(Saved entries)
━━━━━━

PR #157, opened 2025-05-07
[bug] Adding explicit CancelledError handlers during async waiting loops

blast-hardcheese:
Why
===

Unhandled exceptions from v2 session is causing issues when forked async tasks get cancelled.

What changed
============

handle `CancelledError` for each of the variants

Test plan
=========

CI. Representative tests.


tests/v2/fixtures/raw_ws_server.py
masad-frost, line 1: We got test patterns yay

jackyzha0 (approved):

━━━━━━

__Work item__.
In your response, reproduce the records exactly, every one.

__Result__.
PR #157, opened 2025-05-07
[bug] Adding explicit CancelledError handlers during async waiting loops

blast-hardcheese:
Why
===

Unhandled exceptions from v2 session is causing issues when forked async tasks get cancelled.

What changed
============

handle `CancelledError` for each of the variants

Test plan
=========

CI. Representative tests.


tests/v2/fixtures/raw_ws_server.py
masad-frost, line 1: We got test patterns yay

jackyzha0 (approved):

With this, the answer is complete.